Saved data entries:

PR #1126, opened 2024-06-18
Fix default thread options for windows to not pin to any cpu_id

waahm7:
*Issue #, if available:*

*Description of changes:*
- cpu_id should be -1 if we don't want to pin to any cpu_id


graebm (approved):
😳

PR #1135, opened 2024-07-15
Add IS_CXX option to sanitizer cmake module

sfod:
*Issue #, if available:*

`aws_check_sanitizer` checks for the sanitizer flags using `check_c_compiler_flag`. However, for C++ projects C language could be not enabled, which leads to the following error:
```
CMake Error at /usr/share/cmake3/Modules/CheckCSourceCompiles.cmake:109 (try_compile):
  Unknown extension ".c" for file
    aws-iot-device-sdk-cpp-v2/samples/mqtt5/mqtt5_pubsub/cmake-build-tsan/CMakeFiles/CMakeTmp/src.c
  try_compile() works only for enabled languages.  Currently these are:
    CXX
  See project() command to enable other languages.
``` 

A possible solution could be to add `enable_language(C)` before calling `check_c_compiler_flag`. But I'm not sure that C++ and C compilers have the same set of the sanitizer options. And even if they do currently, this might change.

So, using `check_cxx_compiler_flag` for C++ project looks like a more correct approach.

*Description of changes:*

Add `IS_CXX` option to `aws_check_sanitizer` and `aws_add_sanitizers` CMake functions.
This change does not break or change the existing usages of these functions.

### DIFF
--- a/cmake/AwsSanitizers.cmake
+++ b/cmake/AwsSanitizers.cmake
@@ -7,27 +7,18 @@ include(CheckCXXCompilerFlag)
 option(ENABLE_SANITIZERS "Enable sanitizers in debug builds" OFF)
 set(SANITIZERS "address;undefined" CACHE STRING "List of sanitizers to build with")
 
-# This function checks if a given sanitizer is available.
-# Parameters:
-#  sanitizer: The sanitizer to check.
-#  [out_variable]: The variable to assign the result to. Defaults to HAS_SANITIZER_${sanitizer}.
+# This function checks if a sanitizer is available
 # Options:
-#  IS_CXX: This option switches the function to check the CXX compiler.
+#  sanitizer: The sanitizer to check
+#  out_variable: The variable to assign the result to. Defaults to HAS_SANITIZER_${sanitizer}
 function(aws_check_sanitizer sanitizer)
-    set(options IS_CXX)
-    cmake_parse_arguments(ARG "${options}" "" "" ${ARGN})
-
-    # Determine the number of extra parameters passed to the function.
-    list(LENGTH ARG_UNPARSED_ARGUMENTS extra_count)
-
+    list(LENGTH ARGN extra_count)
     if(${extra_count} EQUAL 0)
-        # Use the default out variable.
         set(out_variable HAS_SANITIZER_${sanitizer})
         # Sanitize the variable name to remove illegal characters
         string(MAKE_C_IDENTIFIER ${out_variable} out_variable)
     elseif(${extra_count} EQUAL 1)
-        # Use the out variable provided by a function caller.
-        set(out_variable ${ARG_UNPARSED_ARGUMENTS})
+        set(out_variable ${ARGN})
     else()
         message(FATAL_ERROR "Error: aws_check_sanitizer() called with multiple out variables")
     endif()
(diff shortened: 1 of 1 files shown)


cmake/AwsSanitizers.cmake
```diff
@@ -32,23 +42,37 @@ function(aws_check_sanitizer sanitizer)
...
         set(${out_variable} 0 PARENT_SCOPE)
     endif()
 endfunction()
 
 # This function enables sanitizers on the given target
-# Options:
+# Parameters:
 #  SANITIZERS: The list of extra sanitizers to enable
+# Options:
+#  IS_CXX: This option switches the function to check the CXX compiler.
```
DmitriyMusatkin, line 59: cant you just check whether the target is getting compiled for c or c++?
something like ```get_target_property(target_lang mytarget LANGUAGE)```

sfod: Hmmm, it seems there is no universal property for a target language (which is kinda unexpected). There is the `LINKER_LANGUAGE` property, but it's optional.

Also, the `aws_check_sanitizer` function doesn't have `target` as a parameter, so we can't use this approach there.

I also can't find a way to get a cmake project language.
So, the only alternative approach I can think of is to check the enabled languages, and use `check_cxx_compiler_flag` if C++ is present. But I'm not sure it won't cause some issues in in the projects where both C and C++ are used.

DmitriyMusatkin: maybe try CMAKE_CXX_COMPILER_LOADED and CMAKE_C_COMPILER_LOADED. seems to work fine on my machine and as far as i can tell should be cross platform

sfod: Yep, `CMAKE_CXX_COMPILER_LOADED` is [available since at least CMake 3.0](https://github.com/Kitware/CMake/blob/v3.0.0/Modules/CMakeCXXCompiler.cmake.in#L13) and I don't see any platform specifics there.

One thing though. It is a global variable, so when a C++ project uses a C project via `add_subdirectory`, `CMAKE_CXX_COMPILER_LOADED` will be defined for the C project. For example, `aws-c-common` used by `aws-iot-device-sdk-cpp-v2` sees C++ enabled:

```
$ cmake -S aws-iot-device-sdk-cpp-v2/ -B cmake-build-tsan -DENABLE_SANITIZERS=ON -DSANITIZERS=thread
...
- aws-c-common CMakeLists.txt: calling aws_add_sanitizers
- aws_check_sanitizer: CMAKE_CXX_COMPILER_LOADED is defined
- aws_check_sanitizer: CMAKE_C_COMPILER_LOADED is defined
...
```

I think, this shouldn't cause any issues in practice, but I just don't feel comfortable with checking C++ compiler flags in a C project.

That said, if you're strongly against adding `IS_CXX` option, I'll use `CMAKE_CXX_COMPILER_LOADED`. Or, there is also [ENABLED_LANGUAGES](https://cmake.org/cmake/help/latest/prop_gbl/ENABLED_LANGUAGES.html) property, which is also suitable here and it's documented.

sfod: Thinking more about this, checking C++ compiler in C subprojects can't cause any issues, because C++ compiler should be checked anyway. So yeah, I'll just add a check for CMAKE_CXX_COMPILER_LOADED.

* _What needs to be done_
Every entry above must be returned word for word.

* _Answer to this task_
PR #1126, opened 2024-06-18
Fix default thread options for windows to not pin to any cpu_id

waahm7:
*Issue #, if available:*

*Description of changes:*
- cpu_id should be -1 if we don't want to pin to any cpu_id


graebm (approved):
😳

PR #1135, opened 2024-07-15
Add IS_CXX option to sanitizer cmake module

sfod:
*Issue #, if available:*

`aws_check_sanitizer` checks for the sanitizer flags using `check_c_compiler_flag`. However, for C++ projects C language could be not enabled, which leads to the following error:
```
CMake Error at /usr/share/cmake3/Modules/CheckCSourceCompiles.cmake:109 (try_compile):
  Unknown extension ".c" for file
    aws-iot-device-sdk-cpp-v2/samples/mqtt5/mqtt5_pubsub/cmake-build-tsan/CMakeFiles/CMakeTmp/src.c
  try_compile() works only for enabled languages.  Currently these are:
    CXX
  See project() command to enable other languages.
``` 

A possible solution could be to add `enable_language(C)` before calling `check_c_compiler_flag`. But I'm not sure that C++ and C compilers have the same set of the sanitizer options. And even if they do currently, this might change.

So, using `check_cxx_compiler_flag` for C++ project looks like a more correct approach.

*Description of changes:*

Add `IS_CXX` option to `aws_check_sanitizer` and `aws_add_sanitizers` CMake functions.
This change does not break or change the existing usages of these functions.

### DIFF
--- a/cmake/AwsSanitizers.cmake
+++ b/cmake/AwsSanitizers.cmake
@@ -7,27 +7,18 @@ include(CheckCXXCompilerFlag)
 option(ENABLE_SANITIZERS "Enable sanitizers in debug builds" OFF)
 set(SANITIZERS "address;undefined" CACHE STRING "List of sanitizers to build with")
 
-# This function checks if a given sanitizer is available.
-# Parameters:
-#  sanitizer: The sanitizer to check.
-#  [out_variable]: The variable to assign the result to. Defaults to HAS_SANITIZER_${sanitizer}.
+# This function checks if a sanitizer is available
 # Options:
-#  IS_CXX: This option switches the function to check the CXX compiler.
+#  sanitizer: The sanitizer to check
+#  out_variable: The variable to assign the result to. Defaults to HAS_SANITIZER_${sanitizer}
 function(aws_check_sanitizer sanitizer)
-    set(options IS_CXX)
-    cmake_parse_arguments(ARG "${options}" "" "" ${ARGN})
-
-    # Determine the number of extra parameters passed to the function.
-    list(LENGTH ARG_UNPARSED_ARGUMENTS extra_count)
-
+    list(LENGTH ARGN extra_count)
     if(${extra_count} EQUAL 0)
-        # Use the default out variable.
         set(out_variable HAS_SANITIZER_${sanitizer})
         # Sanitize the variable name to remove illegal characters
         string(MAKE_C_IDENTIFIER ${out_variable} out_variable)
     elseif(${extra_count} EQUAL 1)
-        # Use the out variable provided by a function caller.
-        set(out_variable ${ARG_UNPARSED_ARGUMENTS})
+        set(out_variable ${ARGN})
     else()
         message(FATAL_ERROR "Error: aws_check_sanitizer() called with multiple out variables")
     endif()
(diff shortened: 1 of 1 files shown)


cmake/AwsSanitizers.cmake
```diff
@@ -32,23 +42,37 @@ function(aws_check_sanitizer sanitizer)
...
         set(${out_variable} 0 PARENT_SCOPE)
     endif()
 endfunction()
 
 # This function enables sanitizers on the given target
-# Options:
+# Parameters:
 #  SANITIZERS: The list of extra sanitizers to enable
+# Options:
+#  IS_CXX: This option switches the function to check the CXX compiler.
```
DmitriyMusatkin, line 59: cant you just check whether the target is getting compiled for c or c++?
something like ```get_target_property(target_lang mytarget LANGUAGE)```

sfod: Hmmm, it seems there is no universal property for a target language (which is kinda unexpected). There is the `LINKER_LANGUAGE` property, but it's optional.

Also, the `aws_check_sanitizer` function doesn't have `target` as a parameter, so we can't use this approach there.

I also can't find a way to get a cmake project language.
So, the only alternative approach I can think of is to check the enabled languages, and use `check_cxx_compiler_flag` if C++ is present. But I'm not sure it won't cause some issues in in the projects where both C and C++ are used.

DmitriyMusatkin: maybe try CMAKE_CXX_COMPILER_LOADED and CMAKE_C_COMPILER_LOADED. seems to work fine on my machine and as far as i can tell should be cross platform

sfod: Yep, `CMAKE_CXX_COMPILER_LOADED` is [available since at least CMake 3.0](https://github.com/Kitware/CMake/blob/v3.0.0/Modules/CMakeCXXCompiler.cmake.in#L13) and I don't see any platform specifics there.

One thing though. It is a global variable, so when a C++ project uses a C project via `add_subdirectory`, `CMAKE_CXX_COMPILER_LOADED` will be defined for the C project. For example, `aws-c-common` used by `aws-iot-device-sdk-cpp-v2` sees C++ enabled:

```
$ cmake -S aws-iot-device-sdk-cpp-v2/ -B cmake-build-tsan -DENABLE_SANITIZERS=ON -DSANITIZERS=thread
...
- aws-c-common CMakeLists.txt: calling aws_add_sanitizers
- aws_check_sanitizer: CMAKE_CXX_COMPILER_LOADED is defined
- aws_check_sanitizer: CMAKE_C_COMPILER_LOADED is defined
...
```

I think, this shouldn't cause any issues in practice, but I just don't feel comfortable with checking C++ compiler flags in a C project.

That said, if you're strongly against adding `IS_CXX` option, I'll use `CMAKE_CXX_COMPILER_LOADED`. Or, there is also [ENABLED_LANGUAGES](https://cmake.org/cmake/help/latest/prop_gbl/ENABLED_LANGUAGES.html) property, which is also suitable here and it's documented.

sfod: Thinking more about this, checking C++ compiler in C subprojects can't cause any issues, because C++ compiler should be checked anyway. So yeah, I'll just add a check for CMAKE_CXX_COMPILER_LOADED.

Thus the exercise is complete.